Issue #588, opened 2023-12-02
[Bug]: Errors in Stage 5 using LD coefficients from a file


Witchblade101:
### FAQ check

- [X] Yes, I checked the FAQ and my question has not been addressed.

### Instrument

Light curve fitting (Stages 4-6)

### What happened?

I tried to run Stage 5 using a file of pre-calculated limb-darkening coefficients. I wasn't sure in that case what to put for u1 and u2 in the .epf file, so I tried 2 different approaches: commenting out the u1, u2 entries or then setting them to dummy values. 

I got errors in both cases. The first looks like it's just the wrong approach, but then the second looks like a bug.

### Error traceback output

WARNING: There are multiple metadata save files in the folder:
"/Users/dlong/DataAnalysis/JWST/eureka/t1e/Obs1/Stage4/"
Using the metadata file:
/Users/dlong/DataAnalysis/JWST/eureka/t1e/Obs1/Stage4/S4_2023-12-01_t1e_1_run1/ap6_bg7/S4_t1e_1_Meta_Save.dat
and will consider aperture ranges listed there. If this metadata file is not a part
of the run you intended, please provide a more precise folder for the metadata file.
Finished loading parameters from /Users/dlong/DataAnalysis/JWST/eureka/t1e/Obs1/Stage4/S4_2023-12-01_t1e_1_run1/ap6_bg7//S4_t1e_1_ap6_bg7_LCData.h5

Starting Stage 5: Light Curve Fitting

Input directory: /Users/dlong/DataAnalysis/JWST/eureka/t1e/Obs1/Stage4/S4_2023-12-01_t1e_1_run1/ap6_bg7/
Output directory: /Users/dlong/DataAnalysis/JWST/eureka/t1e/Obs1/Stage5/S5_2023-12-01_t1e_1_run3/ap6_bg7/
Copying S5 control file
Copying S5 parameter control file

Starting Fit of White-light Light Curve

Using the following limb-darkening values:
=========================
Starting lsq fit.
2023-12-01 21:04:23,054 - stpipe - WARNING - /Users/dlong/Eureka/src/eureka/S5_lightcurve_fitting/likelihood.py:134: RuntimeWarning: invalid value encountered in double_scalars
  lnprior_prob -= (0.5*(np.sum(((theta[i]-prior1[i])/prior2[i])**2

[...]

PR #589, opened 2023-12-05
Addresses Errors in Stage 5 using LD coefficients from a file

kevin218:
This PR primarily address Issue #588, where using a fixed LD file causes an error in BatmanModels.py.  The fix was simple enough and appears to work under the small number of tests that I ran.

I'm also including an assortment of minor improvements in this PR.  The most consequential of these changes is enabling the user to manually specify the source position in the ECF.


src/eureka/S3_data_reduction/s3_reduce.py
```diff
@@ -696,7 +696,11 @@ def reduce(eventlabel, ecf_path=None, s2_meta=None, input_meta=None):
             else:
                 normspec = util.normalize_spectrum(meta, data.aplev.values)
                 meta.mad_s3 = util.get_mad_1d(normspec)
-            log.writelog(f"Stage 3 MAD = {int(np.round(meta.mad_s3))} ppm")
+            try:
+                log.writelog(f"Stage 3 MAD = {int(np.round(meta.mad_s3))} ppm")
+            except:
+                log.writelog("Could not compute Stage 3 MAD")
```
taylorbell57, line 702: Might be worth adding WARNING at the start of this line since a NaN MAD value isn't a good sign

src/eureka/S3_data_reduction/source_pos.py
```diff
@@ -162,9 +162,12 @@ def source_pos(flux, meta, shdr, m, n, plot=True, guess=None):
         src_ypos, src_ywidth = source_pos_gauss(flux, meta, m, n, plot)
     elif meta.src_pos_type == 'hst':
         src_ypos = guess
-    else:
+    elif meta.src_pos_type == 'max':
         # brightest row for source location
         src_ypos = source_pos_median(flux, meta, m, n, plot)
+    else:
```
taylorbell57, line 168: We should make this an `elif` to do a type check here (e.g. `isnumeric(meta.src_pos_type)`) and have an `else` statement that throws an exception or something

taylorbell57 (changes requested):

src/eureka/S3_data_reduction/source_pos.py
```diff
@@ -162,9 +164,20 @@ def source_pos(flux, meta, shdr, m, n, plot=True, guess=None):
         src_ypos, src_ywidth = source_pos_gauss(flux, meta, m, n, plot)
     elif meta.src_pos_type == 'hst':
         src_ypos = guess
-    else:
+    elif meta.src_pos_type == 'max':
         # brightest row for source location
         src_ypos = source_pos_median(flux, meta, m, n, plot)
+    elif not isinstance(meta.src_pos_type, str):
```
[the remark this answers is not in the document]
kevin218: No, the method doesn't work like that.  You're probably thinking of `meta.src_pos_type.isnumeric()`, but that only works when `meta.src_pos_type` is a string.  In our case, it can be a string or an integer (or a float, I guess), so that solution wouldn't work.

kevin218:
@taylorbell57 Several people need this fix asap because they are working towards an impending deadline.  It would be good to get this merged today.  Thanks!

taylorbell57 (approved):

Issue #593, opened 2023-12-18
[Enhancement]: Allow user to supply custom stellar model for limb darkening in Stage 4


erinmmay:
### Instrument

Light curve fitting (Stages 4-6)

### What is your suggestion?

Add input to ecf and necessary adjustments so user can supply custom stellar model rather than the 1D or 3D grids already provided by exotic-ld. Exotic-ld already allows this, just needs to be added as an option in Eureka. I will open a PR with my edits to do this.

### Code of Conduct

- [X] I agree to follow this project's Code of Conduct

PR #598, opened 2023-12-20
Allowing for custom stellar intensity files to be fed into S4 for limb darkening calculations

erinmmay:
Addresses Issue/Enchanment #593. Allows for custom stellar intensity profiles which is already supported by exotic-ld, simply adds the ability to read them in and feed to exotic-ld. Adds one input to the S4 ecf (and an extra setting option to another input). I've included an example of how the file should be formatted similar to the custom throughput example file.


demos/JWST/S4_template.ecf
```diff
@@ -40,7 +40,8 @@ metallicity     0.1     # Metallicity of the star
 teff            6000    # Effective temperature of the star in K
 logg            4.0     # Surface gravity in log g
 exotic_ld_direc /home/User/exotic-ld_data/ # Directory for ancillary files for exotic-ld, download from: https://zenodo.org/record/6344946
-exotic_ld_grid  3D      # 1D or 3D model grid
+exotic_ld_grid  3D      # 1D or 3D model grid, or custom file
+custom_si_grid  /home/User/path/to/custom/stellar/intensity/profile  #Custom Stellar Intensity profile. for examples see Eureka/demos/JWST/Custom_Stellar_Intensity_Files
```
taylorbell57, line 44: Please note these changes on the documentation pages

src/eureka/S4_generate_lightcurves/generate_LD.py
```diff
@@ -81,8 +81,22 @@ def exotic_ld(meta, spec, log, white=False):
...
     # compute stellar limb darkening model
-    sld = StellarLimbDarkening(meta.metallicity, meta.teff, meta.logg,
-                               meta.exotic_ld_grid, meta.exotic_ld_direc)
+    if hasattr(meta, "custom_si_grid") and meta.exotic_ld_grid == 'custom':
+        s_wvs = (np.genfromtxt(meta.custom_si_grid, 
+                               skip_header=2, usecols=[0]).T)*1e4
+        s_mus = np.flip(np.genfromtxt(meta.custom_si_grid, 
+                                      skip_header=1, max_rows=1))
+        custom_si = np.flip(np.genfromtxt(meta.custom_si_grid, 
+                                          skip_header=2)[:, 1:], axis=1)
```
taylorbell57, line 90: Why load the file into memory three separate times? Would seem much more efficient to load it once. There is also some nuanced processing here that is not easily understandable to me at first glance, which is going to make the code hard to maintain. Can you add some comments here to explain what is happening? What is the expected formatting of the file (should also be noted in the docs), why do you sometimes use `np.flip` but not always, why do you sometimes set `skip_header` to 1 and other times 2, etc.

taylorbell57 (changes requested):

src/eureka/S4_generate_lightcurves/generate_LD.py
erinmmay: It's read in three times because you're grabbing different parts of the file each time - but I can read it in once and just trim out the necessary parts for each input if you'd prefer. The file is a table with a 1 line header, then the first column is the wavelengths and the first row is the mus. Exotic requires arrays of wavelength and mu separate from the 2D array of intensities. So when grabbing the mus, you have to skip the one row header and only read the first row, but for the wavelengths and intensities you skip the header and the row of the mu values.  And mu has to be decreasing for exotic, whereas intensity files are typically in increasing mu (hence the flip for those). I'll add some notes into here on what is being done.

docs/source/ecf.rst
```diff
@@ -767,12 +767,16 @@ Used by exotic-ld if compute_ld=True. The fully qualified path to the directory
 
 exotic_ld_grid
 ''''''''''''''
-Used by exotic-ld if compute_ld=True. 1D or 3D model grid.
+Used by exotic-ld if compute_ld=True. 1D or 3D model grid, or "custom" for a custom stellar intensity grid.
```
taylorbell57, line 770: @kevin218, just an FYI that we'll need to be careful when merging the code from this PR together your #609 later since I think both PRs change the use of this parameter

docs/source/ecf.rst
```diff
@@ -767,12 +767,16 @@ Used by exotic-ld if compute_ld=True. The fully qualified path to the directory
...
 
 exotic_ld_file
 ''''''''''''''
 Used by exotic-ld as throughput input file. If none, exotic-ld uses throughput from ancillary files. Make sure that wavelength is given in Angstrom!
 
+custom_si_grid
+''''''''''''''
+if exotic_ld_grid = custom, supply the path to your stellar intensity grid here
```
taylorbell57, line 778: Capitalize the first letter of `if`, and specify that it needs to be the fully qualified path (to clarify that it isn't with respect to `topdir`)

taylorbell57 (changes requested):
Just a tiny tweak needed to the docs - I'll just make that myself and then will approve the PR

src/eureka/S4_generate_lightcurves/generate_LD.py
taylorbell57: Reading it in once would speed things up (since I/O tends to be one of the slowest parts of programs), but its not worth slowing down this PR for since your code works and its not like this is done often and the files aren't huge. Thanks for the description and the added comments in the code

taylorbell57 (approved):

Issue #570, opened 2023-10-25
[Bug]: x-axes inconsistent on Stage 3 output plots


arikaegan:
### FAQ check

- [X] Yes, I checked the FAQ and my question has not been addressed.

### Instrument

MIRI (Stages 1-3)

### What happened?

The x-axes are inconsistent between the 2D Background Subtracted Frame( e.g. fig3301_file0_int00000_ImageAndBackground.png)  plots and the 1D Spectrum plots (e.g. fig3302_file0_int00000_Spectrum.png). It seems like the 1D spectrum plots have the Detector Pixel Position flipped.

### Code of Conduct

- [X] I agree to follow this project's Code of Conduct

taylorbell57:
Ah indeed, the x-axis for Fig 3301 is labelled backwards for MIRI observations only, and for Fig 3302 it would probably be best to invert the x-axis so that short wavelengths are on the left. I'll aim to fix this minor bug in a week or so

taylorbell57:
Alright, looking more carefully it looks like even more plots are messed up for MIRI. Specifically, figs 3301, 3303?, 3308, and 3506 have the detector pixels labelled backwards, and fig 3302 should be flipped so that wavelength increases toward the right and not pixel position. It's also not immediately clear to me if the column numbering in figs 3501 are in the correct for MIRI. While I'm at it, fig 3304 appears not to be using `bbox_inches='tight'` or something since parts of the plot are getting cut off in the saved image.

I'll work on this today and hopefully submit a PR.

taylorbell57:
PR #600 resolved the issues with figures 3301, 3302, 3308, and the bug with 3304 doesn't seem to occur anymore. That only leaves figs 3303 and 3506 which aren't wrong but just use different units (relative pixel position rather than detector pixel position). This seems fine to me, so I'm going to close this issue now

PR #600, opened 2023-12-23
Assorted HST and JWST enhancements

kevin218:
This PR implements a few, unrelated enhancements based on my needs while working on several projects over the past week.  Fitting LCs to HST WFC3 data is now less sensitive to HST's period because, by adding h6, the reset now happens during Earth occultation instead of at the time of the first science frame.  This PR also solves an issue reported in #570 in a slightly different manner than @taylorbell57's solution because I wanted to get the half-pixel edges correct (bounds for detector pixels 5-28 need to be 4.5-28.5).  Here's a brief list of fixes:
- Enable HST FLT reduction
- Enhance HSTRampModel
- Update WFC3 template
- Implement `plots_s3.get_bounds()` to correctly define xlim and ylim while accounting for instrument and half-pixels offsets
- Enable calibrated spectra with NIRSpec
- Small bug fixes

### DIFF
--- a/demos/HST/s5_fit_par_wfc3_template.epf
+++ b/demos/HST/s5_fit_par_wfc3_template.epf
@@ -50,7 +50,9 @@ u2           0.1           'free'         0            1            U
 c0           1             'free'         0.95         1.05         U
 h0           0             'free'         -0.1         0.1          U
 h1           10            'free'         0            100          U
-h3           0             'free'         -1           1            U
+h3           0.0           'fixed'        -1           1            U
+h5           6.6422e-02    'fixed'        6.6422e-02   0.001        N
+h6           0.03          'fixed'        0.03         0.0          N
 # -----------
 # ** White noise **
 # Use scatter_mult to fit a multiplier to the expected noise level from Stage 3 (recommended)
--- a/setup.cfg
+++ b/setup.cfg
@@ -57,7 +57,7 @@ where = src
 
 [options.extras_require]
 jwst =
-    jwst==1.11.4
+    jwst==1.12.2
     stcal>=1.0.0 # Lower limit needed for our create_integration_model function
 hst =
     image_registration@git+https://github.com/keflavich/image_registration@master # Need GitHub version to avoid np.float issue
--- a/setup.cfg
+++ b/setup.cfg
@@ -74,6 +74,8 @@ test =
     pytest-cov
     pytest-doctestplus
 pymc3 =
+    jwst==1.11.4
+    stcal>=1.0.0 # Lower limit needed for our create_integration_model function
     exoplanet
     # mkl-service # Needed for theano - only available by conda install mkl-service
     pymc3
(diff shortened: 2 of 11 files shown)


src/eureka/S3_data_reduction/s3_reduce.py
```diff
@@ -292,11 +292,6 @@ def reduce(eventlabel, ecf_path=None, s2_meta=None, input_meta=None):
                 meta.max_memory = 0.5
             if not hasattr(meta, 'nfiles'):
                 meta.nfiles = 1
-            if meta.nfiles == 1 and meta.nfiles > 1:
-                log.writelog('WARNING: Strange behaviors can occur if you set '
-                             'nfiles to 1. If your computer has enough RAM to '
-                             'load many/all of your Stage 2 files, it is '
-                             'strongly recommended to increase nfiles.')
```
taylorbell57, line 299: What's the mentality for removing this? You figure all the issues with only using one file were solved by the recent option to avoid independent batches? I'd assume performance would still be significantly better with more than one file since that allows more averaging. Or is the issue that HST round-trip scanning wasn't working with larger batches or something?

demos/HST/s5_fit_par_wfc3_template.epf
```diff
@@ -50,7 +50,9 @@ u2           0.1           'free'         0            1            U
 c0           1             'free'         0.95         1.05         U
 h0           0             'free'         -0.1         0.1          U
 h1           10            'free'         0            100          U
-h3           0             'free'         -1           1            U
+h3           0.0           'fixed'        -1           1            U
+h5           6.6422e-02    'fixed'        6.6422e-02   0.001        N
+h6           0.03          'fixed'        0.03         0.0          N
```
taylorbell57, line 55: Need to document the new parameter on the docs

setup.cfg
```diff
@@ -74,6 +74,8 @@ test =
     pytest-cov
     pytest-doctestplus
 pymc3 =
+    jwst==1.11.4
+    stcal>=1.0.0 # Lower limit needed for our create_integration_model function
```
taylorbell57, line 78: This implementation is probably going to cause us at least some headaches, especially since the user isn't going to know that the jwst version will change with different installation options. And also, what happens if you put both `jwst` and `pymc3` in the optional installs, does the `jwst` version that gets installed depend on the order of `jwst` and `pymc3` in the install command (headaches will ensue if so)

src/eureka/S3_data_reduction/s3_reduce.py
kevin218: Yes, it seemed like the warning is no longer necessary now that you've implemented the recent fix.  Maybe the better solution would be to change the warning to encourage users to set `indep_batches = False` in the S3 meta (after checking to see if it is set to True).

setup.cfg
kevin218: I didn't try installing with both, good idea.  I assume it'll break since both version requirements cannot be met.

I'd rather deal with a minor headache than with broken code.  After a discussion with STScI's help desk, I learned that some calibration files changed their formatting in 1.11, but the pipeline wasn't made aware of this change for TSO data until 1.12.

I actually think this is the temporary solution that we've bene looking for.  We can freeze the JWST version for `pymc3` users but continue taking advantage of enhancements for other users.  I'm open to relabelling `pymc3` to something else (like 'jwst+pymc3') and updating the documentation to make it more obvious to the users.

kevin218:
@taylorbell57 Good to go whenever you get a chance.

taylorbell57:
Sorry for the slow response, just reviewed the PR again and it was all good

PR #616, opened 2024-02-08
Updating instructions for newer exotic-ld versions

### LINKED ISSUE #540: [Bug]: Current code/documentation incompatible with exotic-ld v3
### FAQ check

### Instrument

### What happened?

I just did a fresh install and I now if I ask for 3D LD models in S4, it says I'm missing stagger grid models. We should set a cap on the exotic-ld version and/or update our documentation to make it very clear that you need to have the reference files related to your installed exotic-ld version (from zenodo). We may need to update the docs to clarify which exotic-ld grids are available based on the newer version.

### Code of Conduct

taylorbell57:
This PR resolves #540

I've set a lower limit on the exotic-ld version to 3.1.2 which is their latest version (contains the updated post commissioning sensitivity files for JWST), and I've updated the documentation to make sure folks know how to download those reference files and know that the reference files change with different ExoTiC-LD reference files.

### DIFF
--- a/demos/HST/S4_wfc3_template.ecf
+++ b/demos/HST/S4_wfc3_template.ecf
@@ -40,7 +40,7 @@ metallicity     0.1     # Metallicity of the star
 teff            6000    # Effective temperature of the star in K
 logg            4.0     # Surface gravity in log g
 exotic_ld_direc /home/User/exotic-ld_data/ # Directory for ancillary files for exotic-ld, download from: https://zenodo.org/record/6344946
-exotic_ld_grid  3D      # 1D or 3D model grid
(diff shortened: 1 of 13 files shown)


kevin218 (dismissed):

taylorbell57:
Just realized this is failing because the ExoTiC-LD code (on pip and GitHub) only has version 3.0.0 while the reference files are on 3.1.2. I've sent David and Hannah an email to make sure we're supposed to use those two together; Hannah is out of the office for a while, so hopefully David responds fairly soon. Either way, I'll have to tweak some of the files and wording to make that clearer in these instructions.

kevin218 (approved):

Issue #621, opened 2024-02-20
[Bug]: emcee old_chain doesn't work for white-light curve fitting


evamariaa:
### FAQ check

- [X] Yes, I checked the FAQ and my question has not been addressed.

### Instrument

Light curve fitting (Stages 4-6)

### What happened?

When using `old_chain` in the Stage 5 light curve fitting settings, the function `start_from_oldchain_emcee` in `fitters.py` looks for `ch0` instead of `white` as `channel_key` to find the previous emcee run.

### Code of Conduct

- [X] I agree to follow this project's Code of Conduct

PR #622, opened 2024-02-20
Fix emcee old_chain for white-light curve fit bug

evamariaa:
Quick fix of issue #621 so that the emcee run can also continue from a white-light emcee chain run.
I used the same nomenclature (_channel_tag_) as in the `save_fit` function.


taylorbell57 (approved):

taylorbell57:
Thanks for finding and patching this!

- - - -

Required work: Could you return all lines from the records that include the word "axis"?

Solved problem:
+                                          skip_header=2)[:, 1:], axis=1)
Ah indeed, the x-axis for Fig 3301 is labelled backwards for MIRI observations only, and for Fig 3302 it would probably be best to invert the x-axis so that short wavelengths are on the left. I'll aim to fix this minor bug in a week or so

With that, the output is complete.